Example 2. Flat file versus relational. A club first keeps everything in one table, repeating each member's details on every payment, which wastes space and risks inconsistent addresses. Moving to a relational design (a Members table and a Payments table linked by MemberID) stores each member once, so an address change is made in one place, showing the advantages of a relational database.
Try this
Q1. Define the terms "field" and "record" in a database. [2 marks]
- Cue. A field is a single column, one piece of data (for example Surname); a record is one row, all the fields for one item (for example one customer).
Q2. Describe the purpose of a foreign key. [2 marks]
- Cue. A foreign key is a field in one table that holds the primary key value of another table (for example a CustomerID stored in an Orders table), creating the relationship between the two so related data can be joined.
Exam-style practice questions
Practice questions written in the style of SQA exam questions on this dot point, with worked answer explainers. The year tag is the paper they imitate, not the source.
SQA Higher style4 marksDescribe the purpose of a primary key and a foreign key in a relational database.Show worked answer →
Worth 4 marks. Describe each key, two marks each.
Primary key (about 2 marks). A field (or combination of fields) that uniquely identifies each record in a table, for example a customer ID. No two records can have the same primary key, which prevents duplicate records and lets each record be found exactly.
Foreign key (about 2 marks). A field in one table that links to the primary key of another table, for example a customer ID stored in an orders table. It creates the relationship between the two tables so that related data (such as a customer and their orders) can be joined.

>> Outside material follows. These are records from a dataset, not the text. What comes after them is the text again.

Issue #1104, opened 2026-06-24
[C60] Switch HL shared-wallet drift alarm onto the cash-flow journal


richkuo:
**Complexity: 60/100** — scope: small–medium (basis switch + fail-closed gate + env kill-switch + snapshot-bounded ingestion + baseline-offset retirement, plus tests); risk: high (this is the live money drift-alarm path); uncertainty: low (depends only on child 1 having baked clean on real shadow data).

Parent epic: #1100. Phase 2 of 4 (HL). Depends on #1100-child-1 (journal + shadow). **Do not switch the alarm until the shadow journal shows clean journal-vs-ledger agreement on live data.**

## Problem

With the HL cash-flow journal running in shadow (child 1), the drift alarm still fires off the trade-ledger basis, so modeled-fee / fallback-price / model-only force-close rows keep reading as residual drift. The journal is only valuable once it actually drives the alarm.

## Goal

Promote the journal from shadow to the HL shared-wallet drift-alarm basis: the alarm fires on `accountValue` vs the journal's expected-equity, with internal trade rows kept for per-strategy attribution/display only. OKX and TopStep stay entirely on their existing path (separate children).

## Approach / acceptance criteria

- Switch the HL drift basis to the journal when **usable**: baseline anchored, all three streams fetched this cycle, not `incomplete`. Otherwise **fall back to the trade-ledger drift**, preserving the drift streak (fail-closed).
- **Snapshot-bounded ingestion:** book journal events only up to the `accountValue`/uPnL snapshot instant; defer in-flight fills (settled between the balance snapshot and the journal fetch) to next cycle so they don't read as a full cycle of false drift during active trading. Existing 2-cycle confirmation absorbs indexer-lag transients.
- **Operator kill-switch** `GO_TRADER_CASHFLOW_JOURNAL_ALARM=0/off/false/no` forces the legacy trade-ledger basis with no redeploy (registered in `agent-info`).
- Log the journal-vs-ledger comparison every cycle so both bases stay visible after the switch.
- **Baseline-offset retirement (#1100 phase 6):** the journal's adoption baseline is migration-only (anchored once, never re-zeroed); `baseline_offset_usd` now only silences the fail-closed fallback, not the steady-state alarm.
- Tests: snapshot-cutoff deferral, usability gating (first contact / stream-miss / incomplete), basis switch (enabled+usable overrides; disabled/not-usable/nil keep trade-ledger; other wallets untouched), env kill-switch parser.

[...]

Issue #1103, opened 2026-06-24
[C65] HL shared-wallet cash-flow journal + shadow reconciliation


richkuo:
**Complexity: 65/100** — scope: medium (new `cashflow_journal` + `cashflow_journal_state` tables, a journal ingest module, reuse of the existing HL Go fetchers, tests); risk: medium (foundation of a money/data-integrity reconciliation path, but shadow-only so no live alarm/display/member-value change this phase); uncertainty: low–medium (HL `userFillsByTime` / `userFunding` / `userNonFundingLedgerUpdates` are already plumbed).

Parent epic: #1100. Phase 1 of 4 (HL). Must land and bake before #1100-child-2 (alarm switch).

## Problem

Hyperliquid shared-wallet drift reconstructs account equity from the bot's own trade ledger plus exchange uPnL (`member_value = initial_capital + Σ tradeLedgerDelta + owned_uPnL`), then compares that derived value to exchange `accountValue`. Every modeled fee, fallback fill price, and model-only force-close / kill-switch row becomes residual drift. The fix (per #1100) is to make the wallet **total** come from exchange events, with internal rows used only for per-strategy attribution.

## Goal

Build a durable, exchange-sourced cash-flow journal per HL shared wallet and run its expected-equity calculation **in shadow** beside the live trade-ledger drift path, logging the delta every cycle. Zero behavior change — no alarm, display, or member-value change. This de-risks the alarm switch (child 2) by proving the journal agrees with reality on live data first.

## Approach / acceptance criteria

- New `cashflow_journal` (per-event rows: platform, account, time_ms, kind, amount_usd, coin, closed_pnl_gross, fee_usd, UNIQUE dedup_id) + `cashflow_journal_state` (per-wallet cursors + adoption baseline) tables; idempotent `IF NOT EXISTS` migrations.
- Incremental three-stream fetch (fills + funding + transfers) reusing the existing Go fetchers; durable per-stream cursors/watermarks; per-event dedup (`INSERT OR IGNORE` on UNIQUE dedup_id); halt-cursor-on-persist-failure.
- Equity equation: `expected = baseline_accountValue + Σ(settled-cash deltas) + (uPnL_now − uPnL_baseline)`; fill settled delta = `closedPnl_gross − fee`.
[...]

Issue #1100, opened 2026-06-24
[C90][Epic][DONE] Event-source shared-wallet reconciliation from the exchange cash-flow feed (drift is structural, not a missing fee column)


richkuo:
> **✅ COMPLETED — tracking epic, all four phases shipped and merged.** The exchange-sourced cash-flow journal now backs HL, OKX, and TopStep shared-wallet reconciliation; the HL drift alarm keys off the journal expected-equity (`scheduler/cashflow_journal.go`, `scheduler/okx_cashflow_journal.go`, `scheduler/topstep_cashflow_journal.go`; alarm `formatSharedWalletJournalDriftAlert` in `scheduler/shared_wallet_drift_alerts.go`). Closing this epic. The detailed analysis below is retained as the design rationale.

## Sub-issues

- [x] #1103 — **HL cash-flow journal + shadow reconciliation** (phase 1). Build the exchange-sourced journal; run expected-equity in shadow beside the live trade-ledger drift; zero behavior change. *(PR #1101 — base of the stack; merged)*
- [x] #1104 — **Switch the HL drift alarm onto the journal** (phase 2). Promote journal → alarm basis with fail-closed fallback, env kill-switch, snapshot-bounded ingestion. Only after #1103 bakes clean on live data. *(PR #1107 — stacked on #1101; merged)*
- [x] #1105 — **Extend to OKX** (phase 3). Per-venue feed verification + reconciled-field choice (`totalEq` equity vs `availBal` cash). Independent of #1106. *(PR #1108 — merged)*
- [x] #1106 — **Extend to TopStep** (phase 4). Enable a TopStep shared-wallet snapshot first, then the journal. Independent of #1105. *(PR #1109 — merged)*

**Seam logic:** 1→2 is the shadow→promote boundary — never trust an alarm basis that hasn't been watched on live data. 3 and 4 are independent per-venue feed work that can land in parallel once the HL pattern (1+2) is proven. **HL behavior must stay untouched while OKX/TopStep land.**

---

**Complexity: 90/100** — scope: large (exchange-sourced journal + per-venue incremental sync + reconciliation rewrite + attribution decoupling across HL/OKX/TopStep); risk: high (money / data-integrity reconciliation path); uncertainty: medium (per-venue feed completeness, cursor semantics, OKX/TopStep cash-flow endpoints unverified).

## Correction to the original framing

[...]

PR #1108, opened 2026-06-24
feat(#1105): OKX shared-wallet cash-flow journal (shadow)

### LINKED ISSUE #1105: [C75] Extend cash-flow journal reconciliation to OKX shared wallets
**Complexity: 75/100** — scope: medium-high (NEW OKX cash-flow fetchers as Python/ccxt subprocesses, event-kind mapping, per-venue cursor semantics, probe argv, tests, two languages); risk: high (money/data-integrity reconciliation path on a second venue); uncertainty: high (OKX feed completeness, exact reconciled balance field, and cursor/pagination semantics are unverified — this is the gating work).

Parent epic: #1100. Phase 3 of 4. Independent of TopStep (#1100-child-4); both unblock once the HL journal pattern (children 1–2) is proven. **Leave HL behavior untouched.**

## Problem

The cash-flow journal currently reconciles Hyperliquid only (hard `key.Platform != "hyperliquid"` guard in `scheduler/cashflow_journal.go`). OKX shared wallets still use the capital-weight split (#918) and never moved to the trade-ledger basis (#954) — `scheduler/shared_wallet_reconcile.go:444-447` routes HL through the ledger path and OKX through `reconcileSharedWalletMemberValues` (capital-weight). So OKX's total reconciliation remains an APPROXIMATION (split semantics / orphan-uPnL), not exact reconciliation against real exchange money. #1100 step 5 explicitly gates OKX on per-venue feed verification before it can join exact reconciliation.

## Goal

Extend the exchange-sourced journal contract to OKX shared wallets, reusing the HL journal table/cursor/fail-closed machinery, after verifying OKX's feeds and reconciliation field.

- **Verify before building:** confirm OKX's fill, cash-flow (funding/transfer/deposit/withdrawal), and equity feeds, their pagination/cursor semantics, and the exact balance field the OKX fetcher reports today. **These feeds do not exist in the repo yet** — only `fetch_okx_balance.py` (equity) and `fetch_okx_positions.py` (uPnL) are wired; there is no OKX fills/funding/ledger fetcher anywhere.
- **The OKX cash-flow fetchers must be NEW Python/ccxt subprocess scripts** (`fetch_my_trades` for fills, `fetch_ledger`/bills for funding/transfers) wired through `executor.go` like the existing `RunOKXFetchPositions`/`RunOKXFetchBalance`, threaded into `probeArgv` + startup checks. **They cannot reuse HL's in-process Go fetchers** (`hyperliquid_fills.go` / `wallet_ledger.go` POST directly from Go); OKX integration is Python-subprocess/ccxt only. This widens the deploy surface — a Go/Python deploy at different SHAs fails the startup probe.
- **Name the reconciled field explicitly:** OKX reports `eq` (equity = cash + uPnL, via ccxt `balance["total"]["USDT"]` — `platforms/okx/adapter.py:239-247`), the same totalEq-style equity field HL's `accountValue` uses. Reconcile against `eq`, or deliberately switch OKX to a cash-only invariant — do NOT mix `totalEq`-style equity and `availBal`-style cash semantics. The equity equation must name the exact API field being reconciled.
- Reuse the journal table, durable cursors, per-event dedup, halt-on-persist-failure, snapshot-bounded ingestion, and the `incomplete`/fail-closed gate from children 1–2 (the DB layer is already keyed `(platform, account)`); add OKX-specific event-kind mapping and dedup IDs (OKX bill/ledger types → journal kinds).
- **Name the fail-closed fallback explicitly:** when the OKX journal is unusable, OKX fails closed to the **capital-weight split** (its only existing basis), NOT the trade-ledger basis — OKX has no trade-ledger basis to fall back to (unlike HL).
- Same gross-PnL discipline: venue-reported closed/realized PnL is attribution-only unless OKX's reconciliation contract explicitly defines it as the settled balance delta and tests prove the fee convention.
- Per-cycle journal-vs-existing-basis shadow log for OKX before flipping its alarm; same kill-switch coverage. **Recommended sequencing:** mirror HL's two-step — a shadow phase (OKX journal lands and runs in production, validating feeds, no alarm change; like #1103) before flipping the OKX alarm onto the journal (like #1104).
- Tests for the OKX equity equation, event-kind mapping, cursor advance/halt, and usability gating. HL and TopStep paths unchanged.

Updated: Opus 4.8 | high | Harness: validate-issue

richkuo:
## What & why

Phase 3a of #1100. Extends the exchange-sourced cash-flow journal from Hyperliquid to **OKX shared wallets in SHADOW mode**. The OKX wallet TOTAL is reconstructed from OKX's account-bills feed and reconciled against `eq`, logged next to the live capital-weight drift every cycle — but it **never drives the OKX alarm**, which stays on the #918 capital-weight split. Flipping the OKX alarm onto the journal is **Phase 3b**, gated on this shadow log proving the OKX feed/field in production first (mirrors HL's #1103 shadow → #1104 flip two-step). **HL and TopStep paths untouched.**

This scoping matches the issue's "per-cycle shadow log before flipping its alarm" criterion and keeps a money-path reconciliation on a second venue, with feed semantics that can't be verified offline, fully fail-closed until an operator validates it.

## Design

Reuses the platform-generic journal machinery built for HL (children 1–2): the `cashflow_journal` / `cashflow_journal_state` tables (keyed by `(platform, account)`), durable cursor, adoption baseline, per-event dedup, halt-on-persist-failure, snapshot-bounded ingestion, the `incomplete` fail-closed latch, and the shared equity equation. **No schema change.**

**Deliberate divergence from HL's three-stream shape.** HL reconstructs settled cash from three streams (fills + funding + transfers) and computes each fill's delta as gross-PnL minus the fee actually charged. OKX exposes a **single** settled-cash-flow source — the account-bills feed — where every balance change carries `balChg`, the signed settled-cash delta already netting trade PnL, fees, funding, transfers, deposits and withdrawals. So OKX needs no per-fill fee arithmetic: `balChg` IS the settled delta. Venue `pnl`/`fee` are attribution metadata only, never summed (same gross-PnL discipline as HL). Because OKX is single-stream, only the `FillsSinceMs` cursor is used (funding/transfers unused).

**Reconciled field is OKX `eq`** (ccxt `balance["total"]["USDT"]`, equity = cash + uPnL — the same field `fetch_okx_balance.py` reports and the #918 split already reconciles). The journal is **USDT-settlement only**: a non-USDT bill with non-zero `balChg`, or an unmapped bill `type`, latches the journal `incomplete` (fail closed) so the shadow log flags it for operator review before any Phase-3b flip. `balChg` is still booked for an unknown USDT type (authoritative) so the running drift surfaces it.

**Fail-closed fallback for OKX is the #918 capital-weight split** — OKX has no trade-ledger basis to fall back to (unlike HL). Unchanged this phase.

## Changes

- `platforms/okx/adapter.py`: `get_account_bills(since_ms)` — pages OKX bills via ccxt `fetch_ledger`, oldest-first, with a safety page cap (`capped` → not-usable that cycle); `_normalize_okx_bill` pure shaper.
- `shared_scripts/fetch_okx_bills.py`: thin ccxt-bills→JSON pump (`--since-ms`); all mapping/summing/fail-closed logic lives in tested Go.
- `scheduler/okx_cashflow_journal.go`: bill kind mapping, `balChg` settled-delta, dedup, fetch/ingest/reconcile, and the shadow logger (never mutates a `driftResult`).
- `scheduler/executor.go`: `RunOKXFetchBills` + `parseOKXBillsOutput` (same 5-case matrix as the other OKX fetch parsers).
- `scheduler/main.go`: per-cycle shadow call after the HL journal block, bounded to the eq/uPnL snapshot.

## Verification

- `go build` (binary, with ldflags), `go vet`, `gofmt -l` clean.
- `go test ./...` (full suite) and `go test -race` on the journal/executor: pass.
- New Go units: settled-delta convention (USDT/unknown-type/non-USDT), dedup, ingest cursor-advance + halt-on-persist-failure + snapshot cutoff, incomplete latch, non-USDT fail-closed, reconcile usability gating (clean/capped/fetch-error), shadow no-mutate, parser 5-case.
- Python (42 passed): adapter bills pagination / overlap-dedup / cap-truncation / no-forward-progress guard / paper-mode raise, normalizer shaping, and the fetcher-script JSON envelope on success + error paths.

## Notes / limits

- ccxt `fetch_ledger` reads OKX `/account/bills` (~7-day horizon). Steady per-cycle operation is well inside it; after a multi-day outage older bills fall outside the window and surface as journal drift in the shadow log (visible before any Phase-3b flip).
- The fetcher is a runtime subprocess (not a probed check script), so a Go/Python SHA skew degrades to a fail-closed fetch error (shadow logs it, OKX alarm unaffected) rather than a startup probe failure.

Closes #1105

LLM: Opus 4.8 | high | Harness: work-on-issue

### DIFF
--- a/platforms/okx/adapter.py
+++ b/platforms/okx/adapter.py
@@ -31,6 +31,23 @@ def _bill_float(value) -> float:
         return 0.0
 
 
+def _okx_usdt_cash_balance(info):
+    """Pull the USDT ``cashBal`` from a raw OKX fetch_balance ``info`` payload
+    (``data[0].details[]``). Returns a float, or None when the field is absent
+    or unparseable. Pure — unit-tested without a live exchange."""
+    try:
+        details = ((info or {}).get("data") or [{}])[0].get("details") or []
+    except (AttributeError, IndexError, TypeError):
+        return None
+    for d in details:
+        try:
+            if str(d.get("ccy") or "").upper() == "USDT":
+                return float(d.get("cashBal"))
+        except (TypeError, ValueError):
+            return None
+    return None
+
+
 def _normalize_okx_bill(entry: dict) -> dict:
     """Normalize one ccxt fetch_ledger entry into the #1105 journal bill shape.
 
@@ -296,6 +313,39 @@ class OKXExchangeAdapter:
         except (TypeError, ValueError):
             return 0.0
 
+    def get_account_equity_and_upnl(self) -> Tuple[float, float]:
+        """Return a COHERENT ``(equity, unrealized_pnl)`` snapshot from ONE
+        ``fetch_balance`` call, for the #1105 cash-flow journal.
+
+        ``equity`` is the USDT account value (ccxt ``total["USDT"]`` == OKX
+        ``eq`` — the same field ``get_account_balance`` returns and the #918
+        capital-weight split reconciles). ``unrealized_pnl`` is derived as
+        ``eq - cashBal`` for USDT from the SAME response, so eq and uPnL are one
+        atomic snapshot: in the journal's equity equation the uPnL term then
+        cancels exactly against ``eq``, leaving residual drift = settled-cash
+        reconstruction error only. Pairing eq with a uPnL sampled from a SEPARATE
+        ``fetch_positions`` call (a different instant) would inject intra-cycle
+        uPnL jitter — dollars on a leveraged position — into the shadow drift,
+        the very signal Phase 3b must evaluate.
+
+        Falls back to uPnL ``0.0`` when the USDT ``cashBal`` is absent/unparseable
+        (the shadow drift then conservatively carries uPnL — visible, never a
+        false "clean"). Only available in live mode; raises in paper mode.
+        """
+        if not self._is_live:
+            raise RuntimeError(
+                "get_account_equity_and_upnl requires live mode (set OKX_API_KEY, OKX_API_SECRET, OKX_PASSPHRASE)"
+            )
+        bal = self._exchange.fetch_balance()
+        total = bal.get("total") or {}
+        try:
+            eq = float(total.get("USDT") or 0.0)
+        except (TypeError, ValueError):
+            eq = 0.0
+        cash_bal = _okx_usdt_cash_balance(bal.get("info"))
+        upnl = (eq - cash_bal) if cash_bal is not None else 0.0
+        return eq, upnl
+
     def get_account_bills(self, since_ms: int = 0, page_limit: int = 100,
                           max_bills: int = 10000) -> Tuple[list, bool]:
         """Fetch OKX account bills (settled cash-flow events) since ``since_ms``
@@ -321,6 +371,13 @@ class OKXExchangeAdapter:
         older bills fall outside it and surface as journal drift in the shadow
         log (visible to the operator before any Phase-3b alarm flip).
 
+        Ordering assumption: this pages FORWARD by timestamp and relies on ccxt's
+        unified ``fetch_ledger`` returning entries ascending-from-``since`` (ccxt
+        ``parse_ledger`` sorts by timestamp). That contract — and that the
+        millisecond ``ts`` matches the live feed — is offline-unverifiable; confirm
+        the settled-Σ tracks eq to ~0 over a multi-cycle live window before any
+        Phase-3b alarm flip.
+
         Only available in live mode; raises RuntimeError in paper mode.
         """
         if not self._is_live:
@@ -330,30 +387,40 @@ class OKXExchangeAdapter:
         collected = {}
         cursor = int(since_ms or 0)
         capped = False
-        # Page FORWARD from the cursor: ccxt fetch_ledger returns unified entries
-        # ascending and `since` filters from that point; advance `since` past the
-        # newest entry each page until the feed is exhausted (short page) or the
-        # safety cap is hit. The page-loop bound is a belt-and-suspenders guard
-        # against a non-advancing cursor.
+        # Page FORWARD from the cursor, advancing the `since` watermark with a
+        # one-millisecond OVERLAP (cursor = page's last ts, NOT last_ts + 1) so a
+        # bill that shares the boundary millisecond but fell beyond the page cut
+        # is re-fetched on the next page — the `collected` dedup absorbs the
+        # re-read. Advancing past last_ts would permanently skip such a same-ms
+        # bill (a standing offset in the settled sum, not a transient miss). The
+        # page-loop bound caps total iterations.
         for _ in range(max(1, max_bills // max(1, page_limit)) + 2):
             page = self._exchange.fetch_ledger(code=None, since=cursor, limit=page_limit) or []
             if not page:
                 break
+            before = len(collected)
             for entry in page:
                 bill = _normalize_okx_bill(entry)
                 key = bill["bill_id"] or f"{bill['type']}:{bill['ts_ms']}:{bill['trade_id']}"
                 collected[key] = bill
+            added = len(collected) - before
             if len(collected) >= max_bills:
                 capped = True
                 break
             if len(page) < page_limit:
+                break  # short page → feed exhausted
+            page_last_ts = max((int(e.get("timestamp") or 0) for e in page), default=cursor)
+            if page_last_ts <= cursor and added == 0:
+                # A FULL page that neither advanced the timestamp nor yielded any
+                # new bill: a single-millisecond block larger than page_limit, which
+                # timestamp paging cannot step through without dropping bills. Fail
+                # closed — the Go journal treats `capped` as not-usable for the
+                # cycle rather than silently advancing past the undelivered tail.
+                capped = True
                 break
-            last_ts = max((int(e.get("timestamp") or 0) for e in page), default=cursor)
-            if last_ts <= cursor:
-                break  # no forward progress — stop rather than loop forever
-            cursor = last_ts + 1
+            cursor = page_last_ts  # overlap on the boundary ms (dedup absorbs it)
         bills = sorted(collected.values(), key=lambda b: b["ts_ms"])
-        if capped:
+        if len(bills) > max_bills:
             bills = bills[:max_bills]
         return bills, capped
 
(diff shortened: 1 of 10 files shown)


richkuo:
@claude review

richkuo:
Addressed review (claude · 2026-06-24T08:55:33Z) in 90d67e8. Both findings were `Recommended Optional` (non-blocking); both confirmed against the code and implemented.

### Fixed
1. **Coherent OKX eq/uPnL snapshot (eliminates intra-cycle uPnL jitter).** The journal now sources eq and uPnL from a single `fetch_balance` read, with `uPnL = eq − cashBal` (`adapter.py` `get_account_equity_and_upnl` + `_okx_usdt_cash_balance`; `fetch_okx_balance.py` emits `unrealized_pnl`; `OKXBalanceResult.UnrealizedPnL`; `defaultOKXEquitySnapshot`; `main.go` journal call). Rather than approximate-coherent (pairing eq with the balance-`info` `upl` field), I derived `uPnL = eq − cashBal` because it makes the equity equation's uPnL term cancel against eq exactly — residual drift reduces to `cashBal − baseline_cashBal − Σ balChg` (pure settled-cash error), and the journal no longer needs the `fetch_positions` read at all. `balance` keeps its #360 meaning so the #918 split and kill-switch-clear paths are unchanged. Removed the now-dead `sumOKXAccountUPnL`.

2. **Same-ms bill pagination no longer skips a boundary-millisecond bill.** Paging advances with a one-ms overlap (`cursor = page's last ts`, not `last_ts + 1`; the `collected`/DB dedup absorbs the re-read), so a same-ms bill split across the page cut is re-fetched (`adapter.py:get_account_bills`). A full page that neither advances the timestamp nor yields a new bill (a single-ms block larger than `page_limit`) now fails closed via `capped=True` — the Go journal already treats `capped` as not-usable — rather than silently dropping the tail. This is stronger than the suggested overlap alone, which left the >`page_limit` same-ms case unhandled. The ccxt ascending-order assumption is documented as live-verify-before-3b (offline-unverifiable, as flagged).

### Note
While addressing these I found the adapter-level `get_account_bills` / `_normalize_okx_bill` tests had been dropped from the original commit (the file was at HEAD with zero bills tests). Re-added the full suite — updated for overlap paging — covering same-ms straddle (captured), same-ms-overflow (capped/fail-closed), `max_bills` cap, dedup, plus the new `_okx_usdt_cash_balance` / `get_account_equity_and_upnl` coverage. Full Go suite + `-race`, vet, gofmt, py_compile, and 53 OKX Python tests pass.

---
Created with LLM: Opus 4.8 | high | Harness: fix-pr-review

richkuo:
@claude review

richkuo:
Addressed review (claude · 2026-06-24T09:17:09Z) in 62a0a05.

### Fixed
1. **Capped bills fetch no longer advances the journal cursor past truncated same-ms bills.** Confirmed: `ingestOKXCashflowJournalEvents` advanced `FillsSinceMs` to `maxTime+1` unconditionally — `res.Capped` only gated `Usable`, not the cursor (`scheduler/okx_cashflow_journal.go:283`). Both cap paths can split a same-ms group at `maxTime` (single-ms-overflow returns the first `page_limit` of a `>page_limit` block; `max_bills` `bills[:N]` can cut mid-millisecond), so the kept siblings were booked while the truncated ones sat behind an advanced watermark — a standing offset in `SumCashflowJournal` that would survive into Phase 3b. Fix: when `res.Capped`, advance only to `maxTime` (pass `maxTime-1` to `advanceCashflowCursor`) so the boundary ms is re-read next cycle; the `okxBillDedupID` / `INSERT OR IGNORE` dedup absorbs the re-read, and a genuinely un-pageable `>page_limit` same-ms block pins fail-closed at that ms (Usable stays false) rather than corrupting the sum. `advanceCashflowCursor` still clamps to the current watermark, so it never moves backwards.

Added Go coverage for all three must-survive cases: `TestOKXCashflowJournalCappedAdvancesOnlyToMaxTime` (non-capped → `maxTime+1`; capped → `maxTime`) and `TestOKXCashflowJournalCappedSameMsSiblingNotStranded` (a capped all-same-ms cycle keeps the cursor on that ms; a later cleared cycle re-reads it, books the previously-truncated sibling, and does not double-count the deduped re-reads). Full Go suite + `-race`, vet, gofmt, and 53 OKX Python tests pass.

Note: the `max_bills` truncation keeps the OLDEST `bills[:N]` and drops the newer tail, so `maxTime` is the kept boundary and everything dropped is `≥ maxTime` — re-reading from `maxTime` next cycle recovers the full dropped tail, not just same-ms siblings.

---
Created with LLM: Opus 4.8 | high | Harness: fix-pr-review

richkuo:
@claude review

richkuo:
Addressed review (claude · 2026-06-24T09:35:31Z) in f1e51ed.

### Fixed
1. **`get_account_bills` no longer returns `capped=False` on an incomplete fetch when the page-loop budget is exhausted.** Confirmed: the loop bound `max_bills // page_limit + 2` was sized for non-overlap paging, but the one-ms overlap re-fetch (commit 90d67e8) makes net-new-per-page < `page_limit` under same-ms clustering, so a dense backlog can exhaust the budget before the feed drains and before the `max_bills` cap trips — the loop fell through with `capped=False`, and the Go journal advanced the cursor to `maxTime+1`, stranding the tail (`platforms/okx/adapter.py:397`). Fix: a `for…else` clause sets `capped=True` when the loop completes without a feed-drained/cap `break` (`adapter.py` `get_account_bills`). Every drained exit (empty/short page) and cap exit already `break`, so `else` runs only on genuine budget exhaustion; the Go side then re-reads forward from `maxTime` across cycles and the backlog drains incrementally instead of corrupting `SumCashflowJournal`.

Tests for all three must-survive cases: `test_loop_budget_exhaustion_reports_capped` (400-bill / 2-per-ms backlog, budget 12 → `capped=True`, incomplete prefix), `test_drained_distinct_ts_not_spuriously_capped` (drained distinct-ts feed exits on a short page → `capped=False`, no spurious cap), and Go `TestOKXCashflowJournalCappedNewerTailNotStranded` (a capped prefix with a newer-ms tail keeps the cursor at `maxTime`; a later cleared cycle re-reads and books the tail without double-counting). Full Go suite + `-race`, vet, gofmt, py_compile, and 55 OKX Python tests pass.

This is the same "never advance past an unfetched bill" invariant from the prior two reviews, now closed on the loop-budget path: `capped=True` ⟺ the returned set is not the complete contiguous feed from the cursor.

---
Created with LLM: Opus 4.8 | high | Harness: fix-pr-review

richkuo:
@claude review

SQA Higher style4 marksDescribe two advantages of a relational database over a flat-file (single-table) database.Show worked answer →
Worth 4 marks. Describe advantages, two marks each.
Less duplication and inconsistency (about 2 marks). Data is split into linked tables, so information (for example a customer's details) is stored only once rather than repeated on every order. This saves space and avoids inconsistent or contradictory data.
Easier, more accurate updating (about 2 marks). Because data is stored once, a change (such as a new address) is made in one place and is correct everywhere it is used, reducing errors and making the database easier to maintain.